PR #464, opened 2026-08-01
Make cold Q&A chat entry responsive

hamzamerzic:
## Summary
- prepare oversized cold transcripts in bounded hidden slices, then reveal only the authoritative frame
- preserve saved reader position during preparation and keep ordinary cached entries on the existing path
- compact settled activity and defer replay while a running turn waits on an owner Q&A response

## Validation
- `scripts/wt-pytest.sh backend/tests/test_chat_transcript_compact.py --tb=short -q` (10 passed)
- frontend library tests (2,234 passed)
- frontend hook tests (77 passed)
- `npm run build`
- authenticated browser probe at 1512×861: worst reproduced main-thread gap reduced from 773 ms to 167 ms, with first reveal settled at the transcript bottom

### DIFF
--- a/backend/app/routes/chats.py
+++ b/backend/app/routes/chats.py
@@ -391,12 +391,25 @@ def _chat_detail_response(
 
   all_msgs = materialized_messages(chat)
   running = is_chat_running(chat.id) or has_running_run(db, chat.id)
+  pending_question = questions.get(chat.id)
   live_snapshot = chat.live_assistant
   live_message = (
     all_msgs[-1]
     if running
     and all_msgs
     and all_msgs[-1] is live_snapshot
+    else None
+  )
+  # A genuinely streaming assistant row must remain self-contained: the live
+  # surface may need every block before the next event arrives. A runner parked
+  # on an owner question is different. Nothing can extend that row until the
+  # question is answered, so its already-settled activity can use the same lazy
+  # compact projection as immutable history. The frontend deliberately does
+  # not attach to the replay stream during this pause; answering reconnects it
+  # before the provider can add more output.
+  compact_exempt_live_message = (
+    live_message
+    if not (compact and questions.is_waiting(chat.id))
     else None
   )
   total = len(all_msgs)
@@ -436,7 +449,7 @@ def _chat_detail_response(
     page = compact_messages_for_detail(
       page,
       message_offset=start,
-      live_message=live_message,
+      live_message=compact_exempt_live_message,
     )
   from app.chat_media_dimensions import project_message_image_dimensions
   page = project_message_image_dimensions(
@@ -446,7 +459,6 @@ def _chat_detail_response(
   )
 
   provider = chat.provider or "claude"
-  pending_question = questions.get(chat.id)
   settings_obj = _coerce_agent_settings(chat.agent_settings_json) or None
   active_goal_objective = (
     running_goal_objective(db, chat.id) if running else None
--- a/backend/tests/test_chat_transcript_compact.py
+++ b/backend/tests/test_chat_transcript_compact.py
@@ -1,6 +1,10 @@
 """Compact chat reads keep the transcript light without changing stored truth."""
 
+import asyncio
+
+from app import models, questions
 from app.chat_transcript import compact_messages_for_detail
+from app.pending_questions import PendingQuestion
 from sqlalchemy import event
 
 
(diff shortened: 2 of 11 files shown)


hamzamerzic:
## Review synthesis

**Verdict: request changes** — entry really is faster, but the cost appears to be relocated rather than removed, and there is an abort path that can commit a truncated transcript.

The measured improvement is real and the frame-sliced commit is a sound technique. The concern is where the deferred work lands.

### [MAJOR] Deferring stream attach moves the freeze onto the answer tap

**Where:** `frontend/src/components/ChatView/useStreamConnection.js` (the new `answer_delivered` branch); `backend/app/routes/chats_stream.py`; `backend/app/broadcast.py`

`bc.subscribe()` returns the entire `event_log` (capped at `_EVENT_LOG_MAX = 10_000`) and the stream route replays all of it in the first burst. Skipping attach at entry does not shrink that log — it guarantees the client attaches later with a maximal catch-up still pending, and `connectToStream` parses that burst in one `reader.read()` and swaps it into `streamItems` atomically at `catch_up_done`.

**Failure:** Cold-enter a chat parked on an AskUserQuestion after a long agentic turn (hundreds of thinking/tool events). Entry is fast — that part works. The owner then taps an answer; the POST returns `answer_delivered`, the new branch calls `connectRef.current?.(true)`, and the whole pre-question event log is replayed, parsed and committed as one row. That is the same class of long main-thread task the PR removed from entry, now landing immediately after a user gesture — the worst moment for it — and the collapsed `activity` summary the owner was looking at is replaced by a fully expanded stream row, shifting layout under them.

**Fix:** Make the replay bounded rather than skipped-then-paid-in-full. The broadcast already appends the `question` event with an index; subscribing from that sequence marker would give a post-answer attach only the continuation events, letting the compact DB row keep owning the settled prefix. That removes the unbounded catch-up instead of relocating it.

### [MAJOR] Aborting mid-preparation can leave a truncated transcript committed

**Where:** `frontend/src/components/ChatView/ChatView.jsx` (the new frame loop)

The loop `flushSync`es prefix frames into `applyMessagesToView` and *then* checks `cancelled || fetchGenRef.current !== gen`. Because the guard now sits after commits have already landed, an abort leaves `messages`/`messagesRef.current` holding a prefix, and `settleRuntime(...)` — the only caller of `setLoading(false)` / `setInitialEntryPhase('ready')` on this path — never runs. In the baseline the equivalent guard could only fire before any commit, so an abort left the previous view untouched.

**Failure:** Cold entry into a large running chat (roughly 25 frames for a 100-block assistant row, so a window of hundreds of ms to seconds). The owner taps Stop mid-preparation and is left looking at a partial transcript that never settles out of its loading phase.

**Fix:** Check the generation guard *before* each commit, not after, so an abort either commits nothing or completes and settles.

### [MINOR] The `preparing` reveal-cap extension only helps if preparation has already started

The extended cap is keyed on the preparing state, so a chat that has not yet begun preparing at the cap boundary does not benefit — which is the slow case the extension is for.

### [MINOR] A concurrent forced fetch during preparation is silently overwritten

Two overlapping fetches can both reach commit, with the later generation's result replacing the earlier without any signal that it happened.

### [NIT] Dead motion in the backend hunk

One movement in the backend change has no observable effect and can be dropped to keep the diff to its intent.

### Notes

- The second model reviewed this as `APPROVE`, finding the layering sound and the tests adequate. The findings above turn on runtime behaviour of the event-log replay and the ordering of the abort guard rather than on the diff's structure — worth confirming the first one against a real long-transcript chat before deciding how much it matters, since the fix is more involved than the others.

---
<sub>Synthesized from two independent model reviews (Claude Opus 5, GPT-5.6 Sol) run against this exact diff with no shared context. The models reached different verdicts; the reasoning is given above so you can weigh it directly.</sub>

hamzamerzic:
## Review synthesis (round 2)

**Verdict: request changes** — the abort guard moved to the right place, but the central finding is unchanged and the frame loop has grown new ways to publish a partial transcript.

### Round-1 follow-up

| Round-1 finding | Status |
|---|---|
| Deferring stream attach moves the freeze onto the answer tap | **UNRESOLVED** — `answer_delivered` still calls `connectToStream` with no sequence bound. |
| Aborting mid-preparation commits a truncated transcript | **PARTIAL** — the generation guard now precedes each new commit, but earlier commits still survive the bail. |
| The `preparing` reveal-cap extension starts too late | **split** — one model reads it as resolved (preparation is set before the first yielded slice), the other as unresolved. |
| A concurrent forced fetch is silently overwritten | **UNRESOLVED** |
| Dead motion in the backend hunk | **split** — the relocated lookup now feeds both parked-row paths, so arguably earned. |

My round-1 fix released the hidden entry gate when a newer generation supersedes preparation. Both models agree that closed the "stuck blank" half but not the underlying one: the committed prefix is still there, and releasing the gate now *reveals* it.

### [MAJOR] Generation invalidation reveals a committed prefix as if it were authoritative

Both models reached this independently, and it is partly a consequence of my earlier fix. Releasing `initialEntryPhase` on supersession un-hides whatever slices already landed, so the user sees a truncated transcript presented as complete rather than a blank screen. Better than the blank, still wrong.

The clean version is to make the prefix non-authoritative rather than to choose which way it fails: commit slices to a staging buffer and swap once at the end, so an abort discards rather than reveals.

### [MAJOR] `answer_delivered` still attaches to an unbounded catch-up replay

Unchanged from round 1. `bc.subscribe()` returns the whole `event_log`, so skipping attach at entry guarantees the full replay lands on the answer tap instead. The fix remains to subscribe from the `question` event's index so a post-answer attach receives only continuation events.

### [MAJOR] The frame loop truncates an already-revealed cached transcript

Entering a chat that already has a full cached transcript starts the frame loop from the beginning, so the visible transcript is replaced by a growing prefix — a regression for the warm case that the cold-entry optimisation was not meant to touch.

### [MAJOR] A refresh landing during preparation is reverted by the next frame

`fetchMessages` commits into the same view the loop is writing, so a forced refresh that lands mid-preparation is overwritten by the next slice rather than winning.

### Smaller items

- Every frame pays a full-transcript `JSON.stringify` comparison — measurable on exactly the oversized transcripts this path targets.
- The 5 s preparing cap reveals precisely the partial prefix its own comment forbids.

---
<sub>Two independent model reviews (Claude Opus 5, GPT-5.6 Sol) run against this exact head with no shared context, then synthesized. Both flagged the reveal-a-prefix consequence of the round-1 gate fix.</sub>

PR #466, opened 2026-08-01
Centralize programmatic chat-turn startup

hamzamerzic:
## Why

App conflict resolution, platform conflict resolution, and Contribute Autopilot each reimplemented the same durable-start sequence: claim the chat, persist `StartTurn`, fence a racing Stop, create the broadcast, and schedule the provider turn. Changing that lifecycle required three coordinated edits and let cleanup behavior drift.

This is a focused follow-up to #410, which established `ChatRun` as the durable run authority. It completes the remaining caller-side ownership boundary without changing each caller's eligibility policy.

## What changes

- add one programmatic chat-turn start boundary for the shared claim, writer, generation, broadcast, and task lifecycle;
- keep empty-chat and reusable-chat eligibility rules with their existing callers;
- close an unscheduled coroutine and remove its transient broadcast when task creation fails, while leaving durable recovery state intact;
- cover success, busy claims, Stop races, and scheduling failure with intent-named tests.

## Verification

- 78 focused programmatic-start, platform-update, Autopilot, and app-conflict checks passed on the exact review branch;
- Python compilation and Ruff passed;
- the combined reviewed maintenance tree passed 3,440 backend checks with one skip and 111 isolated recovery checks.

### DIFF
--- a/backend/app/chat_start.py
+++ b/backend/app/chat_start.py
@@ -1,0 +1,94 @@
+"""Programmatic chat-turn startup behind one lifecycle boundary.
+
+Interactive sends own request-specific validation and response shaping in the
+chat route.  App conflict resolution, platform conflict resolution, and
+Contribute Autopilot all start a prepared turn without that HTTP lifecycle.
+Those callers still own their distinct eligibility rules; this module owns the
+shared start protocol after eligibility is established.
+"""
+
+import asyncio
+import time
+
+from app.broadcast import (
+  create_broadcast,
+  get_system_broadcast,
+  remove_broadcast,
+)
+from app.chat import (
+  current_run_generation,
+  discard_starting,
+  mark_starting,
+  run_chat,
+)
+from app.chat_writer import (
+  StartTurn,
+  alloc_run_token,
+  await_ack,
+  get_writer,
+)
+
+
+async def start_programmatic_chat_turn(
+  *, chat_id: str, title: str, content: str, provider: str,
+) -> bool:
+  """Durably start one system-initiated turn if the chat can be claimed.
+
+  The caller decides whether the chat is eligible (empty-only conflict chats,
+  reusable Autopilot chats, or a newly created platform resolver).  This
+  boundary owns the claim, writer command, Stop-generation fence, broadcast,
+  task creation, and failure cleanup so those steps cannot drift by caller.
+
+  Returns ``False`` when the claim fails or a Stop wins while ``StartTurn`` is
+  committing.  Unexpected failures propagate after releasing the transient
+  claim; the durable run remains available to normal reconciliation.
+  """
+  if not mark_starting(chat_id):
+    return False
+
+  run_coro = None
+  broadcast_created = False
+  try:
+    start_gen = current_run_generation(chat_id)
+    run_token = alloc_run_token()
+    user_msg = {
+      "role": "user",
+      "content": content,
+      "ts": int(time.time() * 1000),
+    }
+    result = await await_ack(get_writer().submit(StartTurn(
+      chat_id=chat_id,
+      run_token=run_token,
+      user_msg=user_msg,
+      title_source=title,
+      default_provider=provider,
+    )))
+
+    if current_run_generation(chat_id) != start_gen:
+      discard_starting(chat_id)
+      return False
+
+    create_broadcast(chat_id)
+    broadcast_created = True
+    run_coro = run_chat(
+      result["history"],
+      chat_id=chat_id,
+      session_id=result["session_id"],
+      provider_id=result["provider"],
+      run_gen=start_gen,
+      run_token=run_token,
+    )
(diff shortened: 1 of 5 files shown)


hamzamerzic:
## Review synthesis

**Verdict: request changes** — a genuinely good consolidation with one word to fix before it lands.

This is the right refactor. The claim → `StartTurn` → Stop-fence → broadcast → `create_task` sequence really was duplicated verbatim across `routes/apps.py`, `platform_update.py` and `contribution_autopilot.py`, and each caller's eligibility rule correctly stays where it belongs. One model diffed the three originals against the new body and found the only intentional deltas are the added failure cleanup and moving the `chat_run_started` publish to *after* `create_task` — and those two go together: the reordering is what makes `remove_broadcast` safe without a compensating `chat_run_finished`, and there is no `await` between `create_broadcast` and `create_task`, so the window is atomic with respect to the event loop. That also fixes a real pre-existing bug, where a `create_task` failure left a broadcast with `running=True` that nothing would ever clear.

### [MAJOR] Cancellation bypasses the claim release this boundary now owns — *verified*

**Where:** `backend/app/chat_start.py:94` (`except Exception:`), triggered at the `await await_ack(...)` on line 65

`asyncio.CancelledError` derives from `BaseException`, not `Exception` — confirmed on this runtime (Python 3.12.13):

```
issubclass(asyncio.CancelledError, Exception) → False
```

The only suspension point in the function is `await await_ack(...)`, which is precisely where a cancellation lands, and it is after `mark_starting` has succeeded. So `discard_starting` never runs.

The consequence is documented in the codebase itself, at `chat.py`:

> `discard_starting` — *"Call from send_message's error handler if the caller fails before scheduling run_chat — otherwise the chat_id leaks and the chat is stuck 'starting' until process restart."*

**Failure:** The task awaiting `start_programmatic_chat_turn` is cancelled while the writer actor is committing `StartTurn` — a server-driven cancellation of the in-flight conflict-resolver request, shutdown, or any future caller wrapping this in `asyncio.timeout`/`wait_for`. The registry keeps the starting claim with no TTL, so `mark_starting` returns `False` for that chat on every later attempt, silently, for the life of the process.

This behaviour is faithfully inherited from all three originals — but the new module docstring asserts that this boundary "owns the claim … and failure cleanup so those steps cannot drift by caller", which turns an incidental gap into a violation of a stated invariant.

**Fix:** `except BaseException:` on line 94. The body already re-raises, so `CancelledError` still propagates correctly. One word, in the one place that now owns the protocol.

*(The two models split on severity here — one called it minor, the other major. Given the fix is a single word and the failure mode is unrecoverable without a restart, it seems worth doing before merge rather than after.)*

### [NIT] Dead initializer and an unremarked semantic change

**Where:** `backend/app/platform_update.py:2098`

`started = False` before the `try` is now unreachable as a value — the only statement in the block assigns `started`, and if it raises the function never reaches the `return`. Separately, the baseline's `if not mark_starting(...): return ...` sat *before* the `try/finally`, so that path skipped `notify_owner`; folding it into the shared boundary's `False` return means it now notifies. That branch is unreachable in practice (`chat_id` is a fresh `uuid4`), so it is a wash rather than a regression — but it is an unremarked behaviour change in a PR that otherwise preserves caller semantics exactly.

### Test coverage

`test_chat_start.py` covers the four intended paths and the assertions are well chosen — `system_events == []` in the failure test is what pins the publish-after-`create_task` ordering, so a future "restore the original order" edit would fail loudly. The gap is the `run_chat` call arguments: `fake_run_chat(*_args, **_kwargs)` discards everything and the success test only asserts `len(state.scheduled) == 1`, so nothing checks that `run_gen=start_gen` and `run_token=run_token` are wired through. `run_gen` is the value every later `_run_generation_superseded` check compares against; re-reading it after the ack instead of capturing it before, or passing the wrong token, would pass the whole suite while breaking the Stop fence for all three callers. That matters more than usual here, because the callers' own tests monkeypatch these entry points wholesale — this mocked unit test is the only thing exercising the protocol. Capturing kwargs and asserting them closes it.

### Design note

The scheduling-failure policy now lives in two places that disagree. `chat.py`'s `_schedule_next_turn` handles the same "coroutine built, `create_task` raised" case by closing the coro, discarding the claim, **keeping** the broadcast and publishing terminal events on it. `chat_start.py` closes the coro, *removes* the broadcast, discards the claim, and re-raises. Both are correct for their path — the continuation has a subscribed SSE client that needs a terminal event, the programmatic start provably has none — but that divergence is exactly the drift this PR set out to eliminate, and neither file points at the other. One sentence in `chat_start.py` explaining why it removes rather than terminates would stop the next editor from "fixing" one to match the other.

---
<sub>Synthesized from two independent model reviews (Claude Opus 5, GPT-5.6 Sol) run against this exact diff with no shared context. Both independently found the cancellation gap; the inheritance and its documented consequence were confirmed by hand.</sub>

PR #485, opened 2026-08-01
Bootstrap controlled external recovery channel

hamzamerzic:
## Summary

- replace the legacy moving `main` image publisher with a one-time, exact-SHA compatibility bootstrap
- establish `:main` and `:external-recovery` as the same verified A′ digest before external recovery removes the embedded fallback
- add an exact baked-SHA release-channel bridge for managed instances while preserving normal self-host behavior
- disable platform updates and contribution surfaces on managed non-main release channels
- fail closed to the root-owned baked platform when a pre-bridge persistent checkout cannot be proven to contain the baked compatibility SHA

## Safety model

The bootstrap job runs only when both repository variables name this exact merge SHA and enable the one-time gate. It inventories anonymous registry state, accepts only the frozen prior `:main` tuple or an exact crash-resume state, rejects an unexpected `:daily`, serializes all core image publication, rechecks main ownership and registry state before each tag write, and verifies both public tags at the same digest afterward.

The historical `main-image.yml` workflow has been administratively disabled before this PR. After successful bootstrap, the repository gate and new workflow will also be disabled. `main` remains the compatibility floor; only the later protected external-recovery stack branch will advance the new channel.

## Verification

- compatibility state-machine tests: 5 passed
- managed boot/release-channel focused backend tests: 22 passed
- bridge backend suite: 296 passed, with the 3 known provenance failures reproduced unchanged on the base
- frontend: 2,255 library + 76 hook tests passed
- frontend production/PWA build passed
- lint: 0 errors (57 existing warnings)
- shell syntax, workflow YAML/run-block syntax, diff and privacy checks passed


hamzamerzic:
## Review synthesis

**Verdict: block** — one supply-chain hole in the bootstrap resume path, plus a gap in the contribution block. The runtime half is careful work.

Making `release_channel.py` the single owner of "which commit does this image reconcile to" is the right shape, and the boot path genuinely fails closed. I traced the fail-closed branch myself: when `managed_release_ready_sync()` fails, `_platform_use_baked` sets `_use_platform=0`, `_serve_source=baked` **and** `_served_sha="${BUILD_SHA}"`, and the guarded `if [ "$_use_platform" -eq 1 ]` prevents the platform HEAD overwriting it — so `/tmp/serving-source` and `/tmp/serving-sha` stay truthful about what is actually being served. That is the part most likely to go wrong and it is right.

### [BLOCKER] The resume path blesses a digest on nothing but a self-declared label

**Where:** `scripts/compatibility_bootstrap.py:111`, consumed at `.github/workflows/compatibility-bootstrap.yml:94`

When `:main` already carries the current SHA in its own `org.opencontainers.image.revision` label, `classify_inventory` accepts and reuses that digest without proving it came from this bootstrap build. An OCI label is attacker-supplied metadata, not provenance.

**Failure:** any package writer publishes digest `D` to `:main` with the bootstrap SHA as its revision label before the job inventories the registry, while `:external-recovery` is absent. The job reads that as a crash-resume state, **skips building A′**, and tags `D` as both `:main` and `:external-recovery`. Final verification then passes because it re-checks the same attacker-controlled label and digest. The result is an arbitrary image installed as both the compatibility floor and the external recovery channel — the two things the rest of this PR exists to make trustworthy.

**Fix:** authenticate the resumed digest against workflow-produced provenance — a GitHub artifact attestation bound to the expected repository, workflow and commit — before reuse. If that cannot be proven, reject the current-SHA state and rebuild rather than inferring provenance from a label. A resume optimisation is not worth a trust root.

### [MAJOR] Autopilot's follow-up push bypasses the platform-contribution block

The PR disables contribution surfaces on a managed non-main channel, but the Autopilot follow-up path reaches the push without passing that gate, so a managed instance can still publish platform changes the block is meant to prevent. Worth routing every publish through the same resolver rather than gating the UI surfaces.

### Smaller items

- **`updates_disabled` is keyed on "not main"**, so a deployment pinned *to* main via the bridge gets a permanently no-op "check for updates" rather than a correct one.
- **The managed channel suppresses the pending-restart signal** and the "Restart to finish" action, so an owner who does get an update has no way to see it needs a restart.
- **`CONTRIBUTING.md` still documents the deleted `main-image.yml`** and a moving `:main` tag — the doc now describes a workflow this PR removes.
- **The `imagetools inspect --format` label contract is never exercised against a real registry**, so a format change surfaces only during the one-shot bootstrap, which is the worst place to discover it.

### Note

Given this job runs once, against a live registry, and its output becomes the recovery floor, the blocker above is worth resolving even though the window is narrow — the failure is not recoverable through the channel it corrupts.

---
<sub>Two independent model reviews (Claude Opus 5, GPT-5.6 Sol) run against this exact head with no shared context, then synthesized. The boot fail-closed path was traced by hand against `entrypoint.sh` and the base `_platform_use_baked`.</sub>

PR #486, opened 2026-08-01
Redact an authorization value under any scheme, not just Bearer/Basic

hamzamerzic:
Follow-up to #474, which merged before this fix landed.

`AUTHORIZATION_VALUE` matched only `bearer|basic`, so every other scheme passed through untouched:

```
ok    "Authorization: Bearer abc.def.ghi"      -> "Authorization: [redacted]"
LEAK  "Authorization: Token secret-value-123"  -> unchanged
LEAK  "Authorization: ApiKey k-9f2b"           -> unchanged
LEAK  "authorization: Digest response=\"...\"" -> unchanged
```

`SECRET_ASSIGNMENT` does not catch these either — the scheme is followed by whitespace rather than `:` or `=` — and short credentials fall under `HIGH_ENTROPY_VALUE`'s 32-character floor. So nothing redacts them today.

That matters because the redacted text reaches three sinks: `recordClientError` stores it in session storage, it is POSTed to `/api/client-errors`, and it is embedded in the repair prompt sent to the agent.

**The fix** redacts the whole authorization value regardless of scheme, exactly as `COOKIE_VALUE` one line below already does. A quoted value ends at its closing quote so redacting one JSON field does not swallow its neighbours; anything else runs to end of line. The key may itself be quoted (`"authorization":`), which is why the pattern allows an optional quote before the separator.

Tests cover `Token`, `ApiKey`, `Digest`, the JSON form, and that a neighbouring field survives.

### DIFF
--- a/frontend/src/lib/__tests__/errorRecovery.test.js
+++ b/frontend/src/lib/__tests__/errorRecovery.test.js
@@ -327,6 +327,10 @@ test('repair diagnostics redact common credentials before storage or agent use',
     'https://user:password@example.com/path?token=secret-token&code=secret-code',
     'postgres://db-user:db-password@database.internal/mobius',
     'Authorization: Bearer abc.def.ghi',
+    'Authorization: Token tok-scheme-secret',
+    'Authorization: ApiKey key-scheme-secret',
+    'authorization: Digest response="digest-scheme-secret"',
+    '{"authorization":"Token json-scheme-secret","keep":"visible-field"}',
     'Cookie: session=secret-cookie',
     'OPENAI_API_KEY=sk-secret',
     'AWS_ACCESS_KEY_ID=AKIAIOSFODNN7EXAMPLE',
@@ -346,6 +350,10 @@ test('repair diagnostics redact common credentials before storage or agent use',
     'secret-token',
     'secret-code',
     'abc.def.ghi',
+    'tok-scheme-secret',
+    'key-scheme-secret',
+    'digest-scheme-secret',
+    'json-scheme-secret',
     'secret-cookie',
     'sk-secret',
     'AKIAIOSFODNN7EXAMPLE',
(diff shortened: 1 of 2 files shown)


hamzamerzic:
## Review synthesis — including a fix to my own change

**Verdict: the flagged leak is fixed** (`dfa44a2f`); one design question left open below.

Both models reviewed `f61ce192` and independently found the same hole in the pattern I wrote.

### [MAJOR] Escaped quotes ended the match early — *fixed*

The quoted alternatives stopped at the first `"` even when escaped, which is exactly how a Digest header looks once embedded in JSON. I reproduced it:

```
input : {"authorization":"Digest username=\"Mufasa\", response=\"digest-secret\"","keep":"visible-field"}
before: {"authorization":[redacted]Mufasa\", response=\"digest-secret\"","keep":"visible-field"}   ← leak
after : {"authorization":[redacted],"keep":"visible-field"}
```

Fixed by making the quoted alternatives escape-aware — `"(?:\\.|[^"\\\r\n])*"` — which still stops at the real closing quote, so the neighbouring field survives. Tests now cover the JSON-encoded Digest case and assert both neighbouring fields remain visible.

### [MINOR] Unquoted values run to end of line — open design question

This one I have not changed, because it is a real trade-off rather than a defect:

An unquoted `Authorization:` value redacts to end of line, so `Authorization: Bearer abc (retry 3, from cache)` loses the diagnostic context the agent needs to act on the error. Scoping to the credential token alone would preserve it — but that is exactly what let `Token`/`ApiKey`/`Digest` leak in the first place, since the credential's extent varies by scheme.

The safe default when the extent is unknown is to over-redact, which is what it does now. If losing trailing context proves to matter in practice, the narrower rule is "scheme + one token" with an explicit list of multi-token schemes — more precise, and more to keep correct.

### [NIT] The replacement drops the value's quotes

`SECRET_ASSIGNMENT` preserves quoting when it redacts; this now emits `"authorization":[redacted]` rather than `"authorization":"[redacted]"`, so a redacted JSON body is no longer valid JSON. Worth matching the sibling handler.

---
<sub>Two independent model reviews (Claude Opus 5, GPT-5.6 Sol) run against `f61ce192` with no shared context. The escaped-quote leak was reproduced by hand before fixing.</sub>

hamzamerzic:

· · · · · · ·

### ABOUT THIS TASK
Please list every line of the records that contains "finding".

### TASK SOLUTION
- The second model reviewed this as `APPROVE`, finding the layering sound and the tests adequate. The findings above turn on runtime behaviour of the event-log replay and the ordering of the abort guard rather than on the diff's structure — worth confirming the first one against a real long-transcript chat before deciding how much it matters, since the fix is more involved than the others.
**Verdict: request changes** — the abort guard moved to the right place, but the central finding is unchanged and the frame loop has grown new ways to publish a partial transcript.
| Round-1 finding | Status |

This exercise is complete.